Hi all, I am struggling with the following problem on the Fourier sine and cosine transforms of the Heaviside unit step function. The definition I have been used are provided below as well. I tried each part of the problem, but I'm only left in terms of limits as x -> infinity of sin or cos function, which are undefined. How do I approach this? Am I totally off track and missing some key properties of these transforms? Sorry for the poor formatting...any help appreciated.

Problem and definitions:


Attempt at a solution attached

 

[blamocur]

The limits you got don't exist, i.e., you cannot compute the transform by direct computation. My quick internet search showed that one trick is exploiting the fact that the derivative of the Heaviside function is Dirac delta function..

P.S. Looks like a slight of hand: in my view the transform simply does not exists, but neither does Dirac delta function

 

[rsingh628]

The limits you got don't exist, i.e., you cannot compute the transform by direct computation. My quick internet search showed that one trick is exploiting the fact that the derivative of the Heaviside function is Dirak delta function..

P.S. Looks like a slight of hand: in my view the transform simply does not exists, but neither does Dirac delta function

Thank you, and after doing some searching myself, I also stumbled on this link prior, but I'm not sure how the info there applies to finding the sine/cosine transforms in the problem statement? Seems like it's just for the Fourier transform.

 

[blamocur]

Thank you, and after doing some searching myself, I also stumbled on this link prior, but I'm not sure how the info there applies to finding the sine/cosine transforms in the problem statement? Seems like it's just for the Fourier transform.

[math]e^{i\omega t} = \cos \omega t + i \sin\omega t[/math]

 

[rsingh628]

[math]e^{i\omega t} = \cos \omega t + i \sin\omega t[/math]

Still not sure on how to approach, are you suggesting to rewrite cos(2*pi*s*x) and sin(2*pi*s*x) as complex exponentials using Euler's rule?

 

[blamocur]

Still not sure on how to approach, are you suggesting to rewrite cos(2*pi*s*x) and sin(2*pi*s*x) as complex exponentials using Euler's rule?
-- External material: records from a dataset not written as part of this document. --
PR #419, opened 2019-08-13
Generic_send supports propagation to Windows

balcirakpeter:
Two destination types were added to generic_send: user@host-windows and
host-windows-proxy.
user@host-windows will be used as a direct connection to windows server
2019 through ssh. Tar file, which will be sent, is encoded to base64 in
generic_send.
host-windows-proxy will be used as a connection to windows proxy server
(solution for older servers). Tar file, which will be sent, is also encoded to base64 in
generic_send, but in its end is added destination server. Name of the
proxy server has to be defined in the file
/etc/perun/services/generic_send/generic_send.conf in the variable
WINDOWS_PROXY.

### DIFF
--- a/send/generic_send
+++ b/send/generic_send
@@ -22,6 +22,19 @@ DESTINATION_TYPE_EMAIL="email"
 DESTINATION_TYPE_HOST="host"
 DESTINATION_TYPE_USER_HOST="user@host"
 DESTINATION_TYPE_USER_HOST_PORT="user@host:port"
+DESTINATION_TYPE_USER_HOST_WINDOWS="user@host-windows"
+DESTINATION_TYPE_HOST_WINDOWS_PROXY="host-windows-proxy"
+
+#This function converts stdin based on DESTINATION_TYPE variable
+function destination_type_transformation {
+	if [ "$DESTINATION_TYPE" = "$DESTINATION_TYPE_HOST_WINDOWS_PROXY" ]; then
+		base64 | sed -e "\$s/\$/ $DESTINATION/g" #converts stdin to base64 and append single space and "$DESTINATION" at the end of it
+	elif [ "$DESTINATION_TYPE" = "$DESTINATION_TYPE_USER_HOST_WINDOWS" ]; then
+		base64 #converts stdin to base64
+	else
+		cat #just prints stdin to stdout for other destination types
+	fi
+}
 
 #if there is no destination type, use default 'host'
 if [ -z "$DESTINATION_TYPE" ]; then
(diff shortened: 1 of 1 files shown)


send/generic_send
```diff
@@ -22,6 +22,19 @@ DESTINATION_TYPE_EMAIL="email"
...
 DESTINATION_TYPE_USER_HOST="user@host"
 DESTINATION_TYPE_USER_HOST_PORT="user@host:port"
+DESTINATION_TYPE_USER_HOST_WINDOWS="user@host-windows"
+DESTINATION_TYPE_HOST_WINDOWS_PROXY="host-windows-proxy"
+
+#This function runs "$FILTER" as a command.
+#If "$FILTER" equals "$DESTINATION",
+#the function runs base64 command and adds the "$DESTINATION" to the end of its output.
+function filter {
+	if [ "$FILTER" = "$DESTINATION" ]; then
```
licehammer: It's functional, but the code is not nice. 
I would prefer to store only constants to $FILTER (e.g. "none", "base64", "host-windows-proxy") and then modify the result of the filter function based on that.

send/generic_send
```diff
@@ -22,6 +22,19 @@ DESTINATION_TYPE_EMAIL="email"
...
+		base64 | sed -e "\$s/\$/ $DESTINATION/g"
```
licehammer:
```suggestion
		base64 | sed -e "\$s/\$/ $DESTINATION/g" #converts stdin to base64 and append single space and "$DESTINATION" at the end of it
```

send/generic_send
```diff
@@ -84,6 +105,16 @@ case $DESTINATION_TYPE in
 		HOSTNAME="$DESTINATION"
 		HOST="$DESTINATION"
 		;;
+	${DESTINATION_TYPE_USER_HOST_WINDOWS})
+		HOST=`echo $DESTINATION | sed -e 's/:.*//'`
+		HOSTNAME=`echo $HOST | sed -e 's/^.*@//'`
+		FILTER="base64"
+		;;
+	${DESTINATION_TYPE_HOST_WINDOWS_PROXY})
+		if [ -z "${WINDOWS_PROXY}" ]; then echo 'Windows proxy name is not defined in /etc/perun/services/generic_send/generic_send.conf' >&2 ; exit 1; fi
```
licehammer: Put the variable name to the error message. It will be easier to debug.

Also, I would mentioned that the variable is **usually** defined in /etc/perun/...

send/generic_send
balcirakpeter: I have completely erased FILTER variable. The filter function now depends on DESTINATION_TYPE. It seemed to me like the best solution but if it is not ok I will change it the way you wanted.

send/generic_send
balcirakpeter: Added

send/generic_send
balcirakpeter: Fixed

balcirakpeter:
I've changed the function name to destination_type_transformation.

PR #422, opened 2019-08-27
Remove prefix from attribute shibbolethExtSources

stavamichal:
- in attribute shibbolethExtSources there should be prefix for every
 key, because some of them can be same with different logins (values),
 for this reason, we need to strip this prefix before saving it


stavamichal:
Can't be merged without counterpart in perun repo: https://github.com/CESNET/perun/pull/2382

PR #423, opened 2019-08-29
User certificates in ad_mu

balcirakpeter:
- Added userCertificates attribute to ad_mu gen and send scripts.
  Each certificate in pem format is converted to der format and
  encoded to base64, so LDIF can process it in the send script.

### DIFF
--- a/gen/ad_mu
+++ b/gen/ad_mu
@@ -5,6 +5,8 @@ use warnings;
 use perunServicesInit;
 use perunServicesUtils;
 use Time::Piece;
+use MIME::Base64;
+use Encode;
 
 sub processMembers;
 sub processExtendedLicenses;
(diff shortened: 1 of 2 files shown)


balcirakpeter:
Gen script was tested and it works correctly. Send script was not tested because of the Cyclop testing.

gen/ad_mu
```diff
@@ -529,6 +534,11 @@ for my $login (@logins) {
 
 	print FILE "userAccountControl: $facilityAttributes{$A_F_UAC}\n";
 
+	# Convert each user certificate in pem format to der format, encode it to base64 and print it to the file
+	foreach my $certificate_pem (@{$users->{$login}->{$A_U_CERTIFICATES}}) {
+		print FILE "userCertificate:: ", encode_base64(Encode::encode_utf8($certificate_pem), ''), "\n";
+        }
```
stavamichal, line 540: Wrong indentation.

PR #428, opened 2019-09-25
Process HTTP return codes properly in generic send script

stavamichal:
- if the destination is the URL type, we need to process the return
 code from HTTP server properly and exit with it if it is different from
 200 (OK)
 - save standard output to the temporary file, http error to variable
 and manage proper return code and text for such situation
 - in curl use '-s' to remove progress bars if file is transfered
 - in curl use '-w {http_code}' to redirect HTTP_CODE on standard output
 - in curl use '-o $TMPFILE' to redirect standard output of http server
 to temporary file
 - remove '-f' from curl to prevent masking http server errors

### DIFF
--- a/send/generic_send
+++ b/send/generic_send
@@ -49,7 +49,13 @@ else
 	if [ -r "${PERUN_CERT}" -a -r "${PERUN_KEY}" ]; then
 		PERUN_CERT_SETTING="--cert ${PERUN_CERT} --key ${PERUN_KEY}"
 	fi
-	TRANSPORT_COMMAND="curl ${PERUN_CERT_SETTING} -i -H Content-Type:application/x-tar -f -X PUT --data-binary @- "
+	TMPFILE=`mktemp /tmp/perun-generic-send-script.XXXXXX`
+	if [ $? -ne 0 ]; then
+		echo "Can't create TMPFILE /tmp/perun-generic-send-script.XXXXXX" >&2
+		exit 255
+	fi
+	trap 'rm -r -f "$TMPFILE"' EXIT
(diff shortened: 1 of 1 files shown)


send/generic_send
```diff
@@ -49,7 +49,8 @@ else
 	if [ -r "${PERUN_CERT}" -a -r "${PERUN_KEY}" ]; then
 		PERUN_CERT_SETTING="--cert ${PERUN_CERT} --key ${PERUN_KEY}"
 	fi
-	TRANSPORT_COMMAND="curl ${PERUN_CERT_SETTING} -i -H Content-Type:application/x-tar -f -X PUT --data-binary @- "
+	TMPFILE=`mktemp /tmp/perun-generic-send-script.XXXXXX`
```
licehammer: It's rare but still possible for mktemp command to fail. You should add check for this type of error.

stavamichal: Should be fixed now.

stavamichal:
Trap for TMPFILE was added too.

send/generic_send
```diff
@@ -168,6 +174,19 @@ ERR_CODE=$?
...
+		if [ 200 -ne "$STDOUT" ]; then
+			ERR_CODE=$STDOUT
+			cat "$TMPFILE" >&2
+		else
+			ERR_CODE=0
+			cat "$TMPFILE"
+		fi
+	else
+		#if this is not url destination, than we need to print stdout from slave script
+		echo "$STDOUT"
```
balcirakpeter: I think that after the changes which were made in this pull request, this echo will print http code instead of stdout from the slave script (which is in tmpfile now). So, as a result, the slave script message will not be printed at all if the destination type is not URL.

Yes I am, but I'd rewrite the complex exponential as a combination of [imath]\sin[/imath] and [imath]\cos[/imath], then look at the real and imaginary parts of the result. The referenced page relies on the property of the Fourier transform of derivatives. Alternately, you can ignore the paper (except for verifying the end result) and use integration by parts and the fact that [imath]H^\prime=\delta[/imath].